Assigned task
Set down, exactly, every line from the top of the listing through the one holding "I would rather".

Provided records

PR #624, opened 2025-09-04
tests: disable ML-DSA tesing in kryoptic on Fedora < 42

The-Mule:
#### Description

Kryoptic 1.2 is needed for ML-DSA tests and it is not available in Fedora until version 43 (FYI, kryoptic token is currently only available on Fedora).

#### Checklist

N/A

#### Reviewer's checklist:


tests/kryoptic-init.sh
```diff
@@ -51,4 +51,8 @@ export TOKENCONFIGVARS="export KRYOPTIC_CONF=$TOKDIR/kryoptic.conf"
 export TESTPORT="34000"
 
 export SUPPORT_ALLOWED_MECHANISMS=1
-export SUPPORT_ML_DSA=1
+
+# ML-DSA support is available since version 1.2 (in Fedora > 42) 
+if [ -e /etc/fedora-release ] && [ $(rpm -q --qf "%{V}" fedora-release) -gt 42 ]; then
```
simo5: I think you should test the kryoptic rpm version rather than fedora's version.
Also we need a way to let me test while developing on an arbitrary machine, so this check will get in the way.

I would rather have SUPPORT_ML_DSA settable by the CI scripts and only overridden if not already set, and then set it in the github CI env vars for the test

The-Mule: Right, that's better IMO. I did fedora version check because of kryoptic.yml GH action where we are building kryoptic from upstream. But not touching SUPPORT_ML_DSA once it is already set solves that problem. Let me do that then.

tests/kryoptic-init.sh
```diff
@@ -51,4 +51,13 @@ export TOKENCONFIGVARS="export KRYOPTIC_CONF=$TOKDIR/kryoptic.conf"
...
 
 export SUPPORT_ALLOWED_MECHANISMS=1
-export SUPPORT_ML_DSA=1
+
+# Set SUPPORT_ML_DSA only if is not set already
+if [ -z "$SUPPORT_ML_DSA" ]; then
+
+    # ML-DSA support is available since version 1.2
+    SUPPORT_ML_DSA=0
+    if rpm -q kryoptic &>/dev/null && [[ "$(rpm -q --qf '%{V}' kryoptic)" =~ 1\.[01]\. ]]; then
```
simo5: Sorry I was not clear, but I do not want this check in this file, as it will cause unnecessary errors on non RPM systems.

This file should only support the ability to override the  SUPPORT_ML_DSA from an external job and default to 1 otherwise.

The CI jobs can then test kryoptic's version based on whatever packaging system the build is running on and set the override there.

The-Mule: no worries, got it, I hate the check as well and I'll gladly drop it, so we want to default to SUPPORT_ML_DSA=1, that would require a temporary update in openssl CI as well (until F43 gets out). So here's what I am gonna do:

1. for kryoptic I'll use the default (1) unless it's set already.
2. for the other tokens (including kryoptic-nss at the moment) I'll forcibly disable it by setting 0 (regarless of whether it's set of not).

This won't require any change in out GH workflows but at the same it  allows me to set it in openssl CI temporarily via Dima's PR.

The-Mule: The current version should reflect this.

simo5 (approved):
LGTM

The-Mule:
Added forgotten export to setup.sh (`export SUPPORT_ED448="${SUPPORT_ED448}"`) and replaced `test -z` with `if [ -z` in kryoptic-init.sh (to avoid setup fail when SUPPORT_ML_DSA is already defined). Verified carefully that the mldsa test runs with kryoptic and that it can be disabled by setting `SUPPORT_ML_DSA=0`.

Now it's finally good to go.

Result below
PR #624, opened 2025-09-04
tests: disable ML-DSA tesing in kryoptic on Fedora < 42

The-Mule:
#### Description

Kryoptic 1.2 is needed for ML-DSA tests and it is not available in Fedora until version 43 (FYI, kryoptic token is currently only available on Fedora).

#### Checklist

N/A

#### Reviewer's checklist:


tests/kryoptic-init.sh
```diff
@@ -51,4 +51,8 @@ export TOKENCONFIGVARS="export KRYOPTIC_CONF=$TOKDIR/kryoptic.conf"
 export TESTPORT="34000"
 
 export SUPPORT_ALLOWED_MECHANISMS=1
-export SUPPORT_ML_DSA=1
+
+# ML-DSA support is available since version 1.2 (in Fedora > 42) 
+if [ -e /etc/fedora-release ] && [ $(rpm -q --qf "%{V}" fedora-release) -gt 42 ]; then
```
simo5: I think you should test the kryoptic rpm version rather than fedora's version.
Also we need a way to let me test while developing on an arbitrary machine, so this check will get in the way.

I would rather have SUPPORT_ML_DSA settable by the CI scripts and only overridden if not already set, and then set it in the github CI env vars for the test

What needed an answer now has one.